AIM OF THE EXERCISE:
Output every record again so that it matches the original word for word.

DATA FOR PROCESSING:
PR #35, opened 2021-11-30
[FIX] Don't remove related program unless all related order lines are being removed.

alvaro-domatix:
Using sale_coupon_multi_gift module we found a bug:

If you create a sale coupon program with reward type = multigift, gifted products can have different taxes. Let's say if you have product A (with 21% tax) in your cart a coupon program gives away product B (with 21% tax) and product C (with 4% tax).

After this, we apply a discount code of 10% over all the order and it works correctly. When we want to "Pay Now", after completing the address and invoice details, the 10% discount code disappears.
This happens because "sale_coupon" module in this process creates a discount line for each tax (including the taxes of the two gifted products) and then it realizes that it is not necessary because the price is 0. So, in the process of removing this line, it removes the discount coupon program (as you are removing "the" discount line) while you still having in your cart some products (with other taxes) that can get the discount.

You can test it following my first lines. I propose this code to solve the problem. I accept suggestions and improvements (if you think the problem can be solved in any other way I'll do it.

Note: I think it's not posible to avoid the creation of the "useless" discount line because it does it Odoo and does it because the OCA module. So what I have done is not to remove the coupon program unless all the lines related to the program are being deleted.

### DIFF
--- a/sale_coupon_multi_gift/models/sale_order.py
+++ b/sale_coupon_multi_gift/models/sale_order.py
@@ -3,6 +3,10 @@
 from odoo import _, models
 from odoo.fields import first
 
+from odoo.addons.sale_management.models.sale_order import (
+    SaleOrderLine as ManagementSaleOrderLine,
+)
+
 
 class SaleOrder(models.Model):
     _inherit = "sale.order"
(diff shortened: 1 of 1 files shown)


alvaro-domatix:
I would appreciate some feedback before doing any test for the codecov @chienandalu @pedrobaeza

chienandalu (commented):
Thanks  @alvaro-domatix Yes, it's a pain to extend sale_coupon... I have to study the code as I'd prefer a simpler solution. I guess the issue has to do with the website refreshing the promotions everytime you load the controller.

PR #40, opened 2022-02-07
[13.0][FIX] sale_coupon_mass_mailing: Add groups to view.

victoralmau:
Add groups to view.

Please @CarlosRoca13 and @pedrobaeza can you review it?

@Tecnativa TT34374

RESULT:
PR #35, opened 2021-11-30
[FIX] Don't remove related program unless all related order lines are being removed.

alvaro-domatix:
Using sale_coupon_multi_gift module we found a bug:

If you create a sale coupon program with reward type = multigift, gifted products can have different taxes. Let's say if you have product A (with 21% tax) in your cart a coupon program gives away product B (with 21% tax) and product C (with 4% tax).

After this, we apply a discount code of 10% over all the order and it works correctly. When we want to "Pay Now", after completing the address and invoice details, the 10% discount code disappears.
This happens because "sale_coupon" module in this process creates a discount line for each tax (including the taxes of the two gifted products) and then it realizes that it is not necessary because the price is 0. So, in the process of removing this line, it removes the discount coupon program (as you are removing "the" discount line) while you still having in your cart some products (with other taxes) that can get the discount.

You can test it following my first lines. I propose this code to solve the problem. I accept suggestions and improvements (if you think the problem can be solved in any other way I'll do it.

Note: I think it's not posible to avoid the creation of the "useless" discount line because it does it Odoo and does it because the OCA module. So what I have done is not to remove the coupon program unless all the lines related to the program are being deleted.

### DIFF
--- a/sale_coupon_multi_gift/models/sale_order.py
+++ b/sale_coupon_multi_gift/models/sale_order.py
@@ -3,6 +3,10 @@
 from odoo import _, models
 from odoo.fields import first
 
+from odoo.addons.sale_management.models.sale_order import (
+    SaleOrderLine as ManagementSaleOrderLine,
+)
+
 
 class SaleOrder(models.Model):
     _inherit = "sale.order"
(diff shortened: 1 of 1 files shown)


alvaro-domatix:
I would appreciate some feedback before doing any test for the codecov @chienandalu @pedrobaeza

chienandalu (commented):
Thanks  @alvaro-domatix Yes, it's a pain to extend sale_coupon... I have to study the code as I'd prefer a simpler solution. I guess the issue has to do with the website refreshing the promotions everytime you load the controller.

PR #40, opened 2022-02-07
[13.0][FIX] sale_coupon_mass_mailing: Add groups to view.

victoralmau:
Add groups to view.

Please @CarlosRoca13 and @pedrobaeza can you review it?

@Tecnativa TT34374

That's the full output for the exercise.